[Saved data entries]
»»

PR #3877, opened 2020-11-09
Define method getDefaultValueAnnotatedType

mernst:
The CI failures are due to missing "WARNING: Illegal reflective access" in `expected.txt` files.  I'd like to find a way to avoid those warnings.

They occur because this implementation uses reflection to access private members.  What is a better implementation?

In case it helps, my end goal is to determine whether a field's annotation is compatible with the default value that Java uses for uninitialized fields.  That is, the client code looks like this:

```java
            AnnotatedTypeMirror fieldType = defaultValueAtypeFactory.getAnnotatedType(field);
            AnnotatedTypeMirror defaultValueType =
                    defaultValueAtypeFactory.getDefaultValueAnnotatedType(
                            fieldType.getUnderlyingType());
            if (!defaultValueAtypeFactory
                    .getTypeHierarchy()
                    .isSubtype(defaultValueType, fieldType)) {
```

### DIFF
--- a/framework/src/main/java/org/checkerframework/framework/type/GenericAnnotatedTypeFactory.java
+++ b/framework/src/main/java/org/checkerframework/framework/type/GenericAnnotatedTypeFactory.java
@@ -2208,6 +2208,7 @@ public abstract class GenericAnnotatedTypeFactory<
      * @param typeMirror a type
      * @return the annotated type of {@code type}'s default value
      */
+    // TODO: Cache results to avoid recomputation.
     public AnnotatedTypeMirror getDefaultValueAnnotatedType(TypeMirror typeMirror) {
         return getAnnotatedType(getDefaultValueTree(typeMirror));
     }
--- a/framework/src/main/java/org/checkerframework/framework/type/GenericAnnotatedTypeFactory.java
+++ b/framework/src/main/java/org/checkerframework/framework/type/GenericAnnotatedTypeFactory.java
@@ -16,12 +16,8 @@ import com.sun.source.tree.Tree.Kind;
 import com.sun.source.tree.UnaryTree;
 import com.sun.source.tree.VariableTree;
 import com.sun.source.util.TreePath;
-import com.sun.tools.javac.code.Type;
 import com.sun.tools.javac.code.TypeTag;
-import com.sun.tools.javac.tree.JCTree.JCLiteral;
 import java.lang.annotation.Annotation;
-import java.lang.reflect.Constructor;
-import java.lang.reflect.InvocationTargetException;
 import java.util.ArrayDeque;
 import java.util.ArrayList;
 import java.util.Comparator;
@@ -30,7 +26,6 @@ import java.util.HashSet;
 import java.util.IdentityHashMap;
 import java.util.List;
 import java.util.Map;
-import java.util.NoSuchElementException;
 import java.util.Queue;
 import java.util.Set;
 import java.util.StringJoiner;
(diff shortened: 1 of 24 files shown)


framework/src/main/java/org/checkerframework/framework/type/GenericAnnotatedTypeFactory.java
```diff
@@ -2174,4 +2181,76 @@ private boolean isRelevantHelper(TypeMirror tm) {
...
+
+    /**
+     * Calls the protected JCLiteral constructor.
+     *
+     * @param typeTag the literal's type tag
+     * @param value the literal's value
+     * @param typeMirror the typeMirror for the literal
+     * @return a JCLiteral tree for the given type tag and value
+     */
+    private static JCLiteral createJCLiteral(TypeTag typeTag, Object value, TypeMirror typeMirror) {
```
smillst, line 2247: `org.checkerframework.javacutil.trees.TreeBuilder#buildLiteral` seems to build a literal tree from a given value.  

You should be able to do something like this:

```
    public static LiteralTree buildLiteral(Object value, ProcessingEnvironment env) {
        Context context = ((JavacProcessingEnvironment) env).getContext();
         TreeMaker maker = TreeMaker.instance(context);
        return maker.Literal(value);
    }
```

(This sort of method should be in TreeUtils.)

In case it's not easy to figure out.  Here are the imports for the code above:
```
import com.sun.tools.javac.tree.TreeMaker;
import javax.annotation.processing.ProcessingEnvironment;
import com.sun.tools.javac.util.Context;
import com.sun.tools.javac.processing.JavacProcessingEnvironment;
```

mernst:
@smillst This is ready for re-review, but don't merge it yet because I am still running tests on clients of it.

javacutil/src/main/java/org/checkerframework/javacutil/TreeUtils.java
```diff
@@ -1641,4 +1644,25 @@ public static boolean isWideningBinary(BinaryTree node) {
...
+     * @return a LiteralTree for the given type tag and value
+     */
+    public static LiteralTree createLiteral(
+            TypeTag typeTag,
+            Object value,
+            TypeMirror typeMirror,
+            ProcessingEnvironment processingEnv) {
+        Context context = ((JavacProcessingEnvironment) processingEnv).getContext();
+        TreeMaker maker = TreeMaker.instance(context);
+        LiteralTree result = maker.Literal(TypeTag.BOT, null);
```
smillst, line 1664: ` maker.Literal(TypeTag.BOT, null)` should be ` maker.Literal(typeTag, value)`, right?  Why doesn't `maker.Literal(typeTag, value)` work? I don't think there are any test for this, so I can't check myself.

framework/src/main/java/org/checkerframework/framework/type/GenericAnnotatedTypeFactory.java
```diff
@@ -2198,4 +2200,46 @@ private boolean isRelevantHelper(TypeMirror tm) {
...
+    }
+
+    /**
+     * Return a tree for the default value of the given type. The default value is 0, false, or
+     * null.
+     *
+     * @param typeMirror a type
+     * @return a tree for {@code type}'s default value
+     */
+    private LiteralTree getDefaultValueTree(TypeMirror typeMirror) {
```
smillst, line 2223: This should be in `TreeUtils` because it imports a class from outside the support complier API, (com.sun.tools.javac.code.TypeTag).

smillst (approved):
It's fine with me if you want to merge this, after addressing my last round of comments.

mernst:
Thanks.  That fixed the downstream jobs.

««

_About this task_
Would you retype exactly the lines above, from the line with "The CI failures" to the line with "import java.lang.annotation.Annotation;", with both end lines kept and nothing more?

_Task output_
The CI failures are due to missing "WARNING: Illegal reflective access" in `expected.txt` files.  I'd like to find a way to avoid those warnings.

They occur because this implementation uses reflection to access private members.  What is a better implementation?

In case it helps, my end goal is to determine whether a field's annotation is compatible with the default value that Java uses for uninitialized fields.  That is, the client code looks like this:

```java
            AnnotatedTypeMirror fieldType = defaultValueAtypeFactory.getAnnotatedType(field);
            AnnotatedTypeMirror defaultValueType =
                    defaultValueAtypeFactory.getDefaultValueAnnotatedType(
                            fieldType.getUnderlyingType());
            if (!defaultValueAtypeFactory
                    .getTypeHierarchy()
                    .isSubtype(defaultValueType, fieldType)) {
```

### DIFF
--- a/framework/src/main/java/org/checkerframework/framework/type/GenericAnnotatedTypeFactory.java
+++ b/framework/src/main/java/org/checkerframework/framework/type/GenericAnnotatedTypeFactory.java
@@ -2208,6 +2208,7 @@ public abstract class GenericAnnotatedTypeFactory<
      * @param typeMirror a type
      * @return the annotated type of {@code type}'s default value
      */
+    // TODO: Cache results to avoid recomputation.
     public AnnotatedTypeMirror getDefaultValueAnnotatedType(TypeMirror typeMirror) {
         return getAnnotatedType(getDefaultValueTree(typeMirror));
     }
--- a/framework/src/main/java/org/checkerframework/framework/type/GenericAnnotatedTypeFactory.java
+++ b/framework/src/main/java/org/checkerframework/framework/type/GenericAnnotatedTypeFactory.java
@@ -16,12 +16,8 @@ import com.sun.source.tree.Tree.Kind;
 import com.sun.source.tree.UnaryTree;
 import com.sun.source.tree.VariableTree;
 import com.sun.source.util.TreePath;
-import com.sun.tools.javac.code.Type;
 import com.sun.tools.javac.code.TypeTag;
-import com.sun.tools.javac.tree.JCTree.JCLiteral;
 import java.lang.annotation.Annotation;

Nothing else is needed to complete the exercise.